Task instructions =
Needed from the data below: all lines that contain the word "both".

Excerpts from a dataset =
PR #3118, opened 2025-09-09
fix(sync-service): Move connection opts discovery into external process

### LINKED ISSUE #3099: Ensure IPv6 options and fallbacks work for both replication and pooled connection
We've noticed a discrepancy between IPv6 fallback logic between the replication connection and pooled connection - ensure that it works and is tested properly for both.

magnetised:
Fixes #3099

### DIFF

Task result =
### LINKED ISSUE #3099: Ensure IPv6 options and fallbacks work for both replication and pooled connection
We've noticed a discrepancy between IPv6 fallback logic between the replication connection and pooled connection - ensure that it works and is tested properly for both.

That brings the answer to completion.